** Opening Data provided block **

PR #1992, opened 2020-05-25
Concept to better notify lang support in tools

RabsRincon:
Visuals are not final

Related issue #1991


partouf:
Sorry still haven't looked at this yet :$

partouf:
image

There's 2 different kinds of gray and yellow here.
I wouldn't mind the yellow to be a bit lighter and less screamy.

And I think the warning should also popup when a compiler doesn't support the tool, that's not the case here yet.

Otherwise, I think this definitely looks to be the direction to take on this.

** Closing Data provided block **
** Opening Data provided block **

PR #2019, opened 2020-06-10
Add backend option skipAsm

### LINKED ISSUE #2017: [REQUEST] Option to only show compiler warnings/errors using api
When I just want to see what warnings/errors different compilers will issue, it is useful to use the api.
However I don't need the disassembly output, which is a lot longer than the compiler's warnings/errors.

** Closing Data provided block **
** Opening Data provided block **

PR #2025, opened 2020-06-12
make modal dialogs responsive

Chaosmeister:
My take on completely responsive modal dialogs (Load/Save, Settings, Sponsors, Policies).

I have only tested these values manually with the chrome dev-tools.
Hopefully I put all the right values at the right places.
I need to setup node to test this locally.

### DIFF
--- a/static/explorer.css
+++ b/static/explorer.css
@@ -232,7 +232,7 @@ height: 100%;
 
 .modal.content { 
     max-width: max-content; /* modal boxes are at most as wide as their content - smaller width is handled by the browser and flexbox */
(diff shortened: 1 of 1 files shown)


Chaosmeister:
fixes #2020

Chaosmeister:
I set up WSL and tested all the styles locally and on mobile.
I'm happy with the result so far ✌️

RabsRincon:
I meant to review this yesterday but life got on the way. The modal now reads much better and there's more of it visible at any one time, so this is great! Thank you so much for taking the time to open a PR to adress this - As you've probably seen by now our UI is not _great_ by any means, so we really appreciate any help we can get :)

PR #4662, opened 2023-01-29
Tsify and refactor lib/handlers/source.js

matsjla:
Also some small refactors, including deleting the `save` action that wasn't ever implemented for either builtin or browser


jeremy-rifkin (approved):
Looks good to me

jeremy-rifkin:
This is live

** Closing Data provided block **

Exercise -> Read through the data above. Report each line that has the word "tested".

Expected output ->
I have only tested these values manually with the chrome dev-tools.
I set up WSL and tested all the styles locally and on mobile.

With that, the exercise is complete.